Theoretical analysis of grain boundary liquation in heat affected zone of inconel 718 alloy study of laser weldability of Ni-base superalloys (3rd report)

摘要

This study focuses on the phenomenon of grain boundary liquation due to local melting of NbC as the base metal product phase as one factor responsible for the occurrence of liquation cracking during laser welding of Inconel 718 alloy. To clarify this phenomenon theoretically, a numerical analysis is performed by a two-dimensional grain boundary liquation model.

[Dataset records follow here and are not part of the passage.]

PR #87, opened 2020-02-12
Adding Collapsable Code Cells

hamelsmu:
@inc0 and I discussed this with @jph00 over email, and one way to achieve this is using `<detail>` blocks.  Summary of changes:

- Updated `export2html` to add cell comment shortcut `#collapse` and `#collapse-show` depending on whether or not you want the collapsible element to be open or closed by default.  
- Updated the template to wrap cells in `detail` tags with appropriate css classes.
- Added CSS that dynamically changes the collapsable heading text from `Show Code` to `Hide Code` depending upon if the element is open or closed.

Please let us know if you would prefer we take a different approach.  Thank you.


hamelsmu:
P.S. I noticed tests failing on the master branch prior to this PR, it is not obvious to me why tests are failing but I don't believe it is something in this PR.

jph00:
Looks like a great approach!

hamelsmu:
@jph00 / @sgugger Any chance someone can cut a release to pypi so I can incorporate this into `fastpages` ?  Thank you 🙇

jph00:
Done.

hamelsmu:
@jph00 / @sgugger Wohoo!  We have collapsible code cells now in `fastpages`

collapse-cells

https://fastai.github.io/fastpages/2020/02/12/test.html

PR #90, opened 2020-02-13
fix create_mod_file to replace \ for /

tcapelle:
The windows file sep is `\` and the linux one is `/`, so the header changes each time the lib is built on windows/linux. Solves the issue by replacing the `\` by `/` on the header.
Avoids this:
`# AUTOGENERATED! DO NOT EDIT! File to edit: nbs\01_core.ipynb (unless otherwise specified).
`


tcapelle:
finally I managed to do it cleanly ufff....

sgugger:
Seems reasonable, thanks a lot!

Issue #4314, opened 2021-09-01
Items added to settings_errors transient are not displayed on settings update


Mai-Saad:
**Before submitting an issue please check that you’ve completed the following steps:**
- Made sure you’re on the latest version => 3.9.2
- Used the search feature to ensure that the bug hasn’t been reported before =>yes

**Describe the bug**
When using an invalid regex, it is removed from UI without displaying a notice

**To Reproduce**
1. Go to Advanced rules
2. Add `gtag(`  in Always Purge URLs
3. Save
4. `gtag(` removed and no notice is displayed

**Expected behavior**
Notice is displayed

**Additional context**
As per change here https://github.com/wp-media/wp-rocket/pull/4195#issuecomment-902888918 , the notice shall be `The following pattern has been escaped to prevent errors:`

**Backlog Grooming (for WP Media dev team use only)**
- [ ] Reproduce the problem
- [ ] Identify the root cause
- [ ] Scope a solution
- [ ] Estimate the effort

iCaspar:
This issue is blocking
#4472 
#4327 
#4013

iCaspar:
Grooming Notes:

Reproduced: ✔️ 

Root cause: ✔️ 
Adding settings_errors to the transient does not persist them across the page load because other calls to the settings API  `get_settings_errors()` deletes the transient before we have a chance in our settings to get the contents.

Solution scope: ✔️ 
Instead of setting the transient, we can use WP's `add_settings_error()` to store the errors/notices.

Estimated effort:
[XS]

PR #4501, opened 2021-11-12
Fix 4472 - Display notice when DelayJS is activated with Autoptimize Aggregate JS already in effect

### LINKED ISSUE #3707: Autoptimize - rocket-delay-js-js-after script and delayed scripts are being combined by Autoptimize
- Made sure you’re on the latest version ✔
- Used the search feature to ensure that the bug hasn’t been reported before ✔

**Describe the bug**
When Delay JavaScript Execution and JavaScript combination feature from Autoptimize are active, the Delay JavaScript Execution Script (rocket-delay-js-js-after) and all the delayed scripts (data-rocketlazyloadscript ones) are combined and disappear from the HTML, this prevents the delayed scripts for being executed.

**To Reproduce**
1. Activate Delay JavaScript Execution on WP Rocket
2. Add a script to be delayed to the "Scripts to delay" box if needed (Example GA, GTM)
3. Activate JavaScript combination on Autoptimize (Aggregate JS-files option) and "Also aggregate inline JS" if needed.

**Expected behavior**
These scripts shouldn't be combined by Autoptimize or WP Rocket should disable Delay JavaScript execution when Aggregate JS-files option is active on Autoptimize.

**Screenshots**
image

**Additional context**
Because the delayed scripts are "Empty" (there is nothing between the <script> tags and src is not present), they are just removed from the HTML and in the combined file they do not exist, since they are in the data-rocketlazyloadscript attribute.

Excluding **_data-rocketlazyloadscript_** and **_rocket-browser-checker-js-after_** from Autoptimize solves the problem, but by the moment this should be done manually from Autoptimize UI: 
image

- [ ] Reproduce the problem
- [ ] Identify the root cause
- [ ] Scope a solution
- [ ] Estimate the effort

### LINKED ISSUE #4472: Autoptimize aggregated JS file can't be delayed

**Describe the bug**
When Autoptimize is using their `JS, CSS & HTML` > `JavaScript Options` > `Aggregate JS-files`, WP Rocket `Delay JS` is not applied to the resulting combined file.

The combined file will be added as:

```
<script defer src="https://domain.ext/wp-content/cache/autoptimize/js/autoptimize_609b9fb609c9a893772168880e9ef32e.js">
```

Checking the buffer received before applying the Delay JS: 

[/inc/Engine/Optimization/DelayJS/Subscriber.php#L84-L86](https://github.com/wp-media/wp-rocket/blob/v3.10.2/inc/Engine/Optimization/DelayJS/Subscriber.php#L84-L86)

The combined files are not there on the HTML to process. 

https://gist.github.com/DahmaniAdame/51aa691bad4070275eb565d8dc1e3445

**To Reproduce**
1. Go to enable `Autoptimize` > `JS, CSS & HTML` > `JavaScript Options` > `Aggregate JS-files`
2. Enable WP Rocket `Delay JS` with no exclusions
3. See error

**Expected behavior**
We should either delay the resulting combined file or hint to the customer that this particular file won't be delayed.

**Screenshots**
N/A

**Additional context**

Temporary fix: disabling `Autoptimize` > `JS, CSS & HTML` > `JavaScript Options` > `Aggregate JS-files` will allow delaying all scripts.

Ticket - https://secure.helpscout.net/conversation/1681325316/304823/

- [ ] Reproduce the problem
- [ ] Identify the root cause
- [ ] Scope a solution
- [ ] Estimate the effort

iCaspar:
## Description

Fixes #4472
Fixes #3707 

## Type of change

Yes
In the grooming I had thought we would be adding a helper notice into the DelayJS selection field. In fact, we are adding a notice to the notices area at the top of the page.
Also, to do this, we had been adding the notice via the '`settings_errors` transient,  but that was failing to display messages properly. Instead, this adds a method in the DelayJS Admin/Subscriber to check if Autoptimize Aggregate JS is active, and if so, uses `add_settings_errors()` for display.

## How Has This Been Tested?

- [X] New Integration tests to confirm that the notice is added under expected conditions.
- [x] Check that notice is displayed properly on local environment.

Screen Shot 2021-11-17 at 9 32 55 AM

# Checklist:

### DIFF
--- a/inc/ThirdParty/Plugins/Optimization/Autoptimize.php
+++ b/inc/ThirdParty/Plugins/Optimization/Autoptimize.php
@@ -36,7 +36,6 @@ class Autoptimize implements Subscriber_Interface {
 	 *
 	 * @return array
 	 * @since  3.10.4
-	 *
 	 */
 	public static function get_subscribed_events() {
 		if ( ! rocket_get_constant( 'AUTOPTIMIZE_PLUGIN_VERSION', false ) ) {
@@ -44,7 +43,7 @@ class Autoptimize implements Subscriber_Interface {
 		}
 
 		return [
-			'admin_notices' => [ 'warn_when_js_aggregation_and_delay_js_active' ]
+			'admin_notices' => [ 'warn_when_js_aggregation_and_delay_js_active' ],
 		];
 	}
 
@@ -70,12 +69,7 @@ class Autoptimize implements Subscriber_Interface {
 			return;
 		}
 
-		$message = '</strong>' .
-		           __(
-			           'We have detected that Autoptimize\'s JavaScript Aggregation feature is enabled. The Delay JavaScript Execution will not be applied to the file it creates. We suggest disabling it to take full advantage of Delay JavaScript Execution.',
-			           'rocket'
-		           ) .
-		           '<strong>';
+		$message = '</strong>' . __( 'We have detected that Autoptimize\'s JavaScript Aggregation feature is enabled. The Delay JavaScript Execution will not be applied to the file it creates. We suggest disabling it to take full advantage of Delay JavaScript Execution.', 'rocket' ) . '<strong>';
 
 		rocket_notice_html(
 			[
--- a/inc/ThirdParty/Plugins/Optimization/Autoptimize.php
+++ b/inc/ThirdParty/Plugins/Optimization/Autoptimize.php
@@ -38,10 +38,6 @@ class Autoptimize implements Subscriber_Interface {
 	 * @since  3.10.4
 	 */
 	public static function get_subscribed_events() {
-		if ( ! rocket_get_constant( 'AUTOPTIMIZE_PLUGIN_VERSION', false ) ) {
-			return [];
-		}
-
 		return [
 			'admin_notices' => [ 'warn_when_js_aggregation_and_delay_js_active' ],
 		];
@@ -53,23 +49,35 @@ class Autoptimize implements Subscriber_Interface {
 	 * @since 3.10.4
 	 */
 	public function warn_when_js_aggregation_and_delay_js_active() {
+		if ( ! rocket_get_constant( 'AUTOPTIMIZE_PLUGIN_VERSION', false ) ) {
+			return;
+		}
+
 		if ( ! current_user_can( 'rocket_manage_options' ) ) {
 			return;
 		}
 
-		$boxes = get_user_meta( get_current_user_id(), 'rocket_boxes', true );
+		$autoptimize_aggregate_js_setting = get_option( 'autoptimize_js_aggregate' );
+		$boxes                            = get_user_meta( get_current_user_id(), 'rocket_boxes', true );
+
+		if ( 'on' !== $autoptimize_aggregate_js_setting || false === (bool) $this->options->get( 'delay_js' ) ) {
+			if ( ! is_array( $boxes ) ) {
+				return;
+			}
+
+			$this->remove_warning_dismissal( $boxes, __FUNCTION__ );
+
+			return;
+		}
 
 		if ( in_array( __FUNCTION__, (array) $boxes, true ) ) {
 			return;
 		}
 
-		$autoptimize_aggregate_js_setting = get_option( 'autoptimize_js_aggregate' );
-
-		if ( 'on' !== $autoptimize_aggregate_js_setting && ! (bool) $this->options->get( 'delay_js' ) ) {
-			return;
-		}
-
-		$message = '</strong>' . __( 'We have detected that Autoptimize\'s JavaScript Aggregation feature is enabled. The Delay JavaScript Execution will not be applied to the file it creates. We suggest disabling it to take full advantage of Delay JavaScript Execution.', 'rocket' ) . '<strong>';
+		$message = '</strong>' . __(
+			'We have detected that Autoptimize\'s JavaScript Aggregation feature is enabled. The Delay JavaScript Execution will not be applied to the file it creates. We suggest disabling it to take full advantage of Delay JavaScript Execution.',
+				'rocket'
+			) . '<strong>';
 
 		rocket_notice_html(
 			[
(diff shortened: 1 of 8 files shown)


iCaspar:
This approach should work, as the integration tests prove that notice data is added to the `settings_errors` transient array. But the notice is not appearing, due to the same bug that is causing https://github.com/wp-media/wp-rocket/issues/4314, namely there is something preventing any notice being displayed from the `settings_errors` transient when settings are updated.

Marking this as blocked by #4314.

mostafa-hisham (approved):

Mai-Saad:
@iCaspar Please find notes below based on test analysis and exploratory test:

1- If Delay JS was enabled, then we enable auto-optimize with the aggregate JS features => no warning will be displayed (we will need to re-enable delay js to see the warning), can we display the warning without needing to re-enable Delay JS (maybe with cache clear, refresh settings)?

2- When Autooptimize aggregate js files and inline js is enabled along with WPR LL video and preview image, result in removing LL videos script from HTML => Do we need a separate GH issue for that? or is it something we can handle on this PR? (same already on trunk)

3- @piotrbak  Q: Why not handle the current conflict, the same way as we do with minify/combine CSS/JS (disable the option and display red msg)?
Screenshot from 2021-11-18 12-27-13

4- Just for UI confirmation => Current msg which is displayed only when enable delay js while aggregate options are enabled in auto-optimize is as attached, is this what we need?
Screenshot from 2021-11-18 12-28-03

piotrbak:
@Mai-Saad **When it comes to the 3:**
Minify and Combine CSS/JS are exactly the same features. It's not the case with DelayJS, as it's not causing errors, rather not working as good as it should, we decided to go with a educative warning approach.

@iCaspar Can we make the warning border yellow instead of blue?

piotrbak:
@Mai-Saad 

**For 2:**
Does it cause any issues with the video or lazyload?

**For 4:**
We're going to display the message when:
1. Delay JS is enabled
2. Autoptimize JS Aggregation is enabled

CSS files are disabled because the CSS optimisations are enabled in the Autoptimize, below we have an explanation

iCaspar:
@piotrbak @Mai-Saad 
On 1, please confirm that the User Story above is accurate. Per the current version of the story:
We will show the message when Autoptimize>JS Aggregation is already active and then DelayJS is activated (the behavior Mai observed). If we also want it to appear when the events happen in the reverse order (DelayJS is already active and then JSAggregation is activated) we should specify that behavior in the story. Otherwise, I think it is working as intended here.

On 2, interaction with Lazyload -- this PR is ONLY about messaging -- see the User Story. It will not include any fixes for conflicts with LazyLoad (or anything else).

On 3, see 2.

On 4, the message is (again) specified in the User Story.

piotrbak:
@iCaspar Will it be possible to cover both scenarios? We want to display the warning in all possible use cases. The same should be applied to other Autoptimize compatibilities. Sorry for the misunderstanding.

iCaspar:
@piotrbak No problem. Let's update the User Story and I can make that change this morning.

inc/ThirdParty/Plugins/Optimization/Autoptimize.php
```diff
@@ -0,0 +1,106 @@
...
+
+	/**
+	 * Add an admin warning notice when Delay JS and JS Aggregation are both activated.
+	 *
+	 * @since 3.10.4
+	 */
+	public function warn_when_js_aggregation_and_delay_js_active() {
+		if ( ! rocket_get_constant( 'AUTOPTIMIZE_PLUGIN_VERSION', false ) ) {
+			return;
+		}
```
engahmeds3ed, line 54: I think it would be better adding this check into `get_subscribed_events` method not to register the file events if the plugin is not installed, this will help if we added other events in the future.

remyperona (approved):

inc/ThirdParty/Plugins/Optimization/Autoptimize.php
```diff
@@ -0,0 +1,106 @@
...
+		];
+	}
+
+	/**
+	 * Add an admin warning notice when Delay JS and JS Aggregation are both activated.
+	 *
+	 * @since 3.10.4
+	 */
+	public function warn_when_js_aggregation_and_delay_js_active() {
+		if ( ! rocket_get_constant( 'AUTOPTIMIZE_PLUGIN_VERSION', false ) ) {
```
engahmeds3ed, line 52: `AUTOPTIMIZE_PLUGIN_VERSION` is introduced at autoptimize version 2.4.0 (3 years ago) and I think it wasn't there before, is this a problem or we are fine? @wp-media/productrocket

engahmeds3ed (changes requested):
Small minor comments

inc/ThirdParty/Plugins/Optimization/Autoptimize.php
iCaspar: Initially, I did have it where you are suggesting. However, when `get_subscribed_events()` returns and empty array, that was what seemed to cause the failure in the `removeAllCallbacksExcept()` from detatching the other things from `admin_notices`. I think we will have to leave it here for now, until we can fix the callbacks test method.

inc/ThirdParty/Plugins/Optimization/Autoptimize.php
piotrbak: I think we're fine, I don't believe anyone will be using 3 years old Autoptimize + newest WP Rocket

iCaspar: This is OK, per @piotrbak in slack.

engahmeds3ed (approved):

Mai-Saad (commented):
Working as expected.

As per discussion, we agreed on the following notes:
- Notice won't be displayed after dismissing with plugin(s) reactivation (with same settings), import same settings
- Notice will be normally displayed when delay js is enabled independent of exclusions (i.e with default exclusions, notice is displayed)
- When enabling autoptimize while LL video is enabled, LL video will be automatically unchecked (this is already on the trunk and added ticket for this)
[testrail-report-311.pdf](https://github.com/wp-media/wp-rocket/files/7589642/testrail-report-311.pdf)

The calculation procedure involves the grain boundary liquation process due to NbC local melting being divided into the three stages of the NbC solid solution stage during heating, the stage of liquid phase formation and growth at the NbC/matrix interface and of grain boundary infiltration of the liquid phase, and the liquid phase solidification stage during cooling. The results obtained may be summarised as follows. 1 The results obtained during X-ray diffraction analysis of the extracted residues sampled from forged Inconel 718 alloy suggest that massive NbC product phase is intergranularly and transgranularly present in the base metal. The results obtained during microstructural observations of the simulated thermal cycle specimens and observations of the liquation cracking fracture surfaces suggest that a liquid phase is formed by NbC local melting and infiltrates into the grain boundaries. 2 The constitutional liquation mechanism is used to consider NbC local melting and grain boundary infiltration of the liquid phase. The results obtained-during construction of a two-dimensional grain boundary liquation model and numerical analysis of NbC local melting during the heating process suggest that a liquid phase is formed at the NbC/matrix interface at 1439 K, that the amount of this liquid phase increases with a rising temperature and that this liquid phase infiltrates into the grain boundaries.